Skip to content

Fitting a line to data

Linear variables can be perfectly modeled with a straight line, but this is rarely the case in the real world.

Linear regression is the statistical method for fitting a line to data where the relationship between two variables can be modeled by a straight line with some error: \(\(\large y = \beta_0 + \beta_1 x + \epsilon\)\) The \(\beta\) values represent the model's parameters, and the error is represented by \(\epsilon\). When we use x to predict y, we usually call x the explanatory or predictor variable and y the response variable.

Residuals are the leftover variation in the data after accounting for the model fit. If an observation is above the regression line, its residual is positive, and if it is below, it is negative.
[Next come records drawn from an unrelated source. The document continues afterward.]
PR #3595, opened 2016-11-11
Fix accidental reference to global "value" variable

davidxmoody:
Hi,

We just encountered a bug today where moment was incorrectly parsing year and month fields. The bug was introduced while upgrading to moment v2.16.0.

We eventually tracked it down to another library (modular-scale) which was setting a global variable called `value` to a number. The isNumber function in moment is then mistakenly referencing this global value instead of the input value it gets passed. This pull request fixes the problem.

All the best,
David

### DIFF
--- a/src/lib/utils/is-number.js
+++ b/src/lib/utils/is-number.js
@@ -1,3 +1,3 @@
 export default function isNumber(input) {
-    return typeof value === 'number' || Object.prototype.toString.call(input) === '[object Number]';
+    return typeof input === 'number' || Object.prototype.toString.call(input) === '[object Number]';
 }


ichernev:
We have tests for this, can you add the one that would have failed.

ichernev:
Aaah, its always safe to say typeof bullshit, because that is the proper way to check if something is defined :)

ichernev:
Merged in 93d1a675cb4879e85173be35422e9d88836a9b36

captbaritone:
Sorry about that! I'll do some looking into why jshint didn't catch this for us.

ichernev:
I know why it didnt caught it. Because its a check to see if its defined :) which it isn't. I dont get how come the tests pass and it still fails under some scenario.

captbaritone:
@ichernev It only failed if `value` was defined in the global scope by another library, which naturally our tests didn't cover.

Some other code in the global scope:

    var value = 1;

Our code:

    typeof value === 'number' ... // always true!

The tests still passed because the `typeof` check was just a quick check to cover the 90% case. The `toString` check covers all the cases we care about, but I believe it's more expensive. Since `typeof value === 'number'` is always false when `value` is undefined, our tests were just defaulting to the `toString` check every time.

[!def] Residual: The difference between observed and expected The residual of the \(i^{th}\) observation \((x_i, y_i)\) is the difference of the observed response and the response we would predict based on the model fit \(\(e_i=y_i-\hat{y}_i\)\)
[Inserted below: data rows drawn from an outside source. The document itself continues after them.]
PR #3602, opened 2016-11-14
Fix TypeScript definition export

randombk:
This patch fixes TypeScript definition import when not using the module system (i.e. when using /// <reference path="..." />).

Signed-off-by: RandomBK <david@david-li.com>

### DIFF
--- a/moment.d.ts
+++ b/moment.d.ts
@@ -708,3 +708,4 @@ declare namespace moment {
 }
 
 export = moment;
+export as namespace moment;


randombk:
I see that the CI hasn't started using TypeScript 2 yet.  This patch implements UMD modules, which was introduced in TypeScript 2.

From a sample of types that I use, it looks like a majority of definitions on the `@types` repo already make use of this feature.

ichernev:
@blakeembrey any comments on this one?

blakeembrey:
@ichernev `export as namespace` is another TypeScript 2.0 feature and shouldn't be merged without a major release.

maggiepint:
Closing because of the whole 1 vs 2 thing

Describing linear relationships with correlation

Correlation always takes values between -1 and 1, and describes the strength of the linear relationship between two variables. Correlation is denoted by \(R\).

Formula for correlation (beyond scope of this course): \(\(R = \frac{1}{n-1} \sum_{i=1}^{n} \frac{x_i-\bar{x}}{s_x} \frac{y_i - \bar{y}}{s_y}\)\) where \(\bar{x}\), \(\bar{y}\) are the sample means and \(s_x\) and \(s_y\) are the standard deviations of each variable.

The correlation is intended to quantify the strength of a linear trend. Nonlinear trends (even when strong) sometimes produce correlations that do not reflect the strength of the relationship.